__Saved data entries__:

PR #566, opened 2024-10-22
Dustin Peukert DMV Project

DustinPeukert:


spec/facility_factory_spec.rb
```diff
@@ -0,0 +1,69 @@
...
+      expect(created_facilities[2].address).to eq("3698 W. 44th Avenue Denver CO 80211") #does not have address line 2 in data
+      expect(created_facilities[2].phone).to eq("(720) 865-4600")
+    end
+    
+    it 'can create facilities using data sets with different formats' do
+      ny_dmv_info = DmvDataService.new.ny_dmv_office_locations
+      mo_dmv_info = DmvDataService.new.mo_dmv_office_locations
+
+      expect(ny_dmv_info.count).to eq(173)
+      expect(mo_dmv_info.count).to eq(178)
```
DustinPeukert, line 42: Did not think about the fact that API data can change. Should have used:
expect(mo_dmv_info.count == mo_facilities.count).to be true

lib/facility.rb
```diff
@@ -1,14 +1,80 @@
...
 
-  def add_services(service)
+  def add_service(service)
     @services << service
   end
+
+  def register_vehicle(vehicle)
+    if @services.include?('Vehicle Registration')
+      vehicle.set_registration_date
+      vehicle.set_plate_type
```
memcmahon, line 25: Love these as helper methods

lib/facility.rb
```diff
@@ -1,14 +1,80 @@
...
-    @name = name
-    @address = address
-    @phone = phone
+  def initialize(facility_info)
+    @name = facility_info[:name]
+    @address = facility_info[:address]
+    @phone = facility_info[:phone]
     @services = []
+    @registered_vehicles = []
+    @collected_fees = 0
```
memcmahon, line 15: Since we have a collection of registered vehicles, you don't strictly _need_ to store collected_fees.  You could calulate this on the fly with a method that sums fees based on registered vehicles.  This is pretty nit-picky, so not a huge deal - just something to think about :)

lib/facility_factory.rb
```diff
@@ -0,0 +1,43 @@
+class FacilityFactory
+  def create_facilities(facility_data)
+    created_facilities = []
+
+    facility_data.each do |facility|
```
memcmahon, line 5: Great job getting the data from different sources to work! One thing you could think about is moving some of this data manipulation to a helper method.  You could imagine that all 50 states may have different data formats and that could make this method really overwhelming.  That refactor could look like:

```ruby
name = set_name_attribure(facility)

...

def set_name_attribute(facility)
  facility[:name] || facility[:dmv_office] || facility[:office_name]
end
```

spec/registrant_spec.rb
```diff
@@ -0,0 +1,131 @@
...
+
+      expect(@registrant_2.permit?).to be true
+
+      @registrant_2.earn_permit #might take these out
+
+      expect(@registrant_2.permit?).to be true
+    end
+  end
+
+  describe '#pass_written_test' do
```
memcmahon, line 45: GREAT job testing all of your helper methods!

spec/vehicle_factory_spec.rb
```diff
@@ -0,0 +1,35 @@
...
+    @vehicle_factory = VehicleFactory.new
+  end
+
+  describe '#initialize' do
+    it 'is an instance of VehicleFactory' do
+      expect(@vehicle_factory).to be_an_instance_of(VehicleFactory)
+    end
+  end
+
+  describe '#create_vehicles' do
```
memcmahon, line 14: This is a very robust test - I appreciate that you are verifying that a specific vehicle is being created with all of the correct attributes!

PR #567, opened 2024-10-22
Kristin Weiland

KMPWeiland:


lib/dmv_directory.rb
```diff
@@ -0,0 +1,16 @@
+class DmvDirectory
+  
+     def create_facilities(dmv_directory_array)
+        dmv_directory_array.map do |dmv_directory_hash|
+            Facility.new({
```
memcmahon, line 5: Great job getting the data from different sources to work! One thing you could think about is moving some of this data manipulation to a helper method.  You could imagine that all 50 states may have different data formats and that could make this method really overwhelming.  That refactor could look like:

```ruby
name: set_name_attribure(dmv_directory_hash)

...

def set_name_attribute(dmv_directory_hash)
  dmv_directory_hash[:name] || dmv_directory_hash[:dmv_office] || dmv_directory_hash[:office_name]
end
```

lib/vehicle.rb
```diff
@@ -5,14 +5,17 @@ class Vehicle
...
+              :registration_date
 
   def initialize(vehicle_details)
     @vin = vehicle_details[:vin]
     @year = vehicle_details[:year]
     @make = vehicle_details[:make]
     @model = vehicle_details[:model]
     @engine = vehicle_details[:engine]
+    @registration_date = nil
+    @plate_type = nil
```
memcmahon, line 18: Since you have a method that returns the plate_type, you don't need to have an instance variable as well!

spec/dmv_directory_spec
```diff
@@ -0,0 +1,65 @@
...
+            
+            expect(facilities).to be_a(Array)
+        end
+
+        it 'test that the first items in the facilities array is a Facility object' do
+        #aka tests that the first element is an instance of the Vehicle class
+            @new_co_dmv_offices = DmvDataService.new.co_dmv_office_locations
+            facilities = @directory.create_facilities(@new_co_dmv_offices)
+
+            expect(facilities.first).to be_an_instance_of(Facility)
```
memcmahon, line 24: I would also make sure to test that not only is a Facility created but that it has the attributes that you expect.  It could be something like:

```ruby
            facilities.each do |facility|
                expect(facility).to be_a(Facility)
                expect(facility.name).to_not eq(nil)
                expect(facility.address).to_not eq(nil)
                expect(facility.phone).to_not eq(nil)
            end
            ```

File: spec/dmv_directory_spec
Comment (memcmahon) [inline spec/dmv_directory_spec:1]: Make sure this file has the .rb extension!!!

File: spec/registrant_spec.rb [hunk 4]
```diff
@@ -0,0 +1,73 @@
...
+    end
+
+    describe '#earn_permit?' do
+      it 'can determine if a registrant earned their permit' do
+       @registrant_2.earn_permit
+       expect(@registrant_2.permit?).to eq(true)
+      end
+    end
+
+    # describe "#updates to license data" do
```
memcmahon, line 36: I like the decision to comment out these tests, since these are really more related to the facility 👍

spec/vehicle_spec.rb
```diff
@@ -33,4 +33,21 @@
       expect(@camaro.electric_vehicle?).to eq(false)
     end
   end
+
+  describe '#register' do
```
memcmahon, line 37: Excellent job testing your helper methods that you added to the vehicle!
* * *
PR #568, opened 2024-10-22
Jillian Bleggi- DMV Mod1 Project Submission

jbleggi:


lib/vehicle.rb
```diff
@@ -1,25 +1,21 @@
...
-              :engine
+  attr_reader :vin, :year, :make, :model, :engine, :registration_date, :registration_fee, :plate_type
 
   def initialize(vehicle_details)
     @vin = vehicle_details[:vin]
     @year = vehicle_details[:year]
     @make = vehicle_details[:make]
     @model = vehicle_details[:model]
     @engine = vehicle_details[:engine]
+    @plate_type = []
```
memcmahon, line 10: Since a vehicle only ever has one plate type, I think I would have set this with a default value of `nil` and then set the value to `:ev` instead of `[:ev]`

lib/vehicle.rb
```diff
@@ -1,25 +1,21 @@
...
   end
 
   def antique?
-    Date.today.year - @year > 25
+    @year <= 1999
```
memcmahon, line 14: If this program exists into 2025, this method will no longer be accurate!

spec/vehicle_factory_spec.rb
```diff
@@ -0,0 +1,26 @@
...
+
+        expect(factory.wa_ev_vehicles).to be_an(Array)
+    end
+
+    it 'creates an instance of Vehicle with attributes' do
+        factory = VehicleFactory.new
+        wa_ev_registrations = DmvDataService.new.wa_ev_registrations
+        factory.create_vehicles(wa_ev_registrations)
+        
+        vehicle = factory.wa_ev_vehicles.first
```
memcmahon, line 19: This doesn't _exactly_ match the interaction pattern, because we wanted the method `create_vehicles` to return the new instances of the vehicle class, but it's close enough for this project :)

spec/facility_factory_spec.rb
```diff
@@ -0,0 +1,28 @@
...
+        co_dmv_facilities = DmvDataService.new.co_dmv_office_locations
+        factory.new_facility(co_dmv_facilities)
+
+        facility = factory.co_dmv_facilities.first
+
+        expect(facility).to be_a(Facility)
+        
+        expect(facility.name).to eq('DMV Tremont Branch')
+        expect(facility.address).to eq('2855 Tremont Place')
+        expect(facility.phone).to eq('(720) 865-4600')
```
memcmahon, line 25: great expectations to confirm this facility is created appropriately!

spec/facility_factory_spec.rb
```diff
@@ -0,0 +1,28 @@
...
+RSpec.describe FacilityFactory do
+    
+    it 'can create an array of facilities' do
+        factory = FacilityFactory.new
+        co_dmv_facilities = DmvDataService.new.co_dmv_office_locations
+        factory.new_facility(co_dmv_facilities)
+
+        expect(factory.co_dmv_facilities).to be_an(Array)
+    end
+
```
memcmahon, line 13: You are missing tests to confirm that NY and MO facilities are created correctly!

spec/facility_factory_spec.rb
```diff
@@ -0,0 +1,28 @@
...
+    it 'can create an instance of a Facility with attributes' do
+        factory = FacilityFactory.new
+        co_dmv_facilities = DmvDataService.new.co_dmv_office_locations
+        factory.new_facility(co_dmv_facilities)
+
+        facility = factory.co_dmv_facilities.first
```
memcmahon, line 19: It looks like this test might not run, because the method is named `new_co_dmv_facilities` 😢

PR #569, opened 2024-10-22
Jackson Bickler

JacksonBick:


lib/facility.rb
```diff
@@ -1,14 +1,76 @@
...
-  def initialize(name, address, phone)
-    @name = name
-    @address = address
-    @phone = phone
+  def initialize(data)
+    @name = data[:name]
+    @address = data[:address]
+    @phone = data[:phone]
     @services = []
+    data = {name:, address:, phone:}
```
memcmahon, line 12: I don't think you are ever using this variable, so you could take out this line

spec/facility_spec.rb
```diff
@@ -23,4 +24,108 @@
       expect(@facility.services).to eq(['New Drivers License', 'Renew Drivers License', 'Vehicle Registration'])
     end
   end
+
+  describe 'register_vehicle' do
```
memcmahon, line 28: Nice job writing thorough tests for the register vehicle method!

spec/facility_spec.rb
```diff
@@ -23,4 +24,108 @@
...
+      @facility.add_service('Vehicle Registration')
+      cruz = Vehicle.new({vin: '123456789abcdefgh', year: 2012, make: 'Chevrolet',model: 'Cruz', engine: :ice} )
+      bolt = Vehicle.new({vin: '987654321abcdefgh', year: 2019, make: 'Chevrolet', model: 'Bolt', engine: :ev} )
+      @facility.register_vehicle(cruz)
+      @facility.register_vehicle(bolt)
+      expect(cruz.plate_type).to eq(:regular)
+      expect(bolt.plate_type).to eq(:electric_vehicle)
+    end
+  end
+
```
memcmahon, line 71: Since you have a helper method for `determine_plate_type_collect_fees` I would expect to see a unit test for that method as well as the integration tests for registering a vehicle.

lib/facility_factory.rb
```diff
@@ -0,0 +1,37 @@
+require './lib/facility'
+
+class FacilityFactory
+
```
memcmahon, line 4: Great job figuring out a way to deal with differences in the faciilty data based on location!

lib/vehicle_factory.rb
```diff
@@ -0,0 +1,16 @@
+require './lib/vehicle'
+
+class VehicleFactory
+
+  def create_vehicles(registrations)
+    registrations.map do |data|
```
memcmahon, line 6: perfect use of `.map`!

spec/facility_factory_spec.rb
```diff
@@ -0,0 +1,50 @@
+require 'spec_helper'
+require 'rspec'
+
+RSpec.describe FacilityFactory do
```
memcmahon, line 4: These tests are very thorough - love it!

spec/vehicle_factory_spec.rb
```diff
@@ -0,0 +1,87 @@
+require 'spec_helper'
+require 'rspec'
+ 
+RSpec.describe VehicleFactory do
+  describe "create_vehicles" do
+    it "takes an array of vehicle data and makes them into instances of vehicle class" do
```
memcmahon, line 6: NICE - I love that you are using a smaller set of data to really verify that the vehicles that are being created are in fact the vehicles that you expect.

__Assigned task__:
From the records above, give again exactly the lines running from the line with "PR #566, opened 2024-10-22" to the line with "DustinPeukert, line 42: Did", inclusive.

__Answer box__:
PR #566, opened 2024-10-22
Dustin Peukert DMV Project

DustinPeukert:


spec/facility_factory_spec.rb
```diff
@@ -0,0 +1,69 @@
...
+      expect(created_facilities[2].address).to eq("3698 W. 44th Avenue Denver CO 80211") #does not have address line 2 in data
+      expect(created_facilities[2].phone).to eq("(720) 865-4600")
+    end
+    
+    it 'can create facilities using data sets with different formats' do
+      ny_dmv_info = DmvDataService.new.ny_dmv_office_locations
+      mo_dmv_info = DmvDataService.new.mo_dmv_office_locations
+
+      expect(ny_dmv_info.count).to eq(173)
+      expect(mo_dmv_info.count).to eq(178)
```
DustinPeukert, line 42: Did not think about the fact that API data can change. Should have used:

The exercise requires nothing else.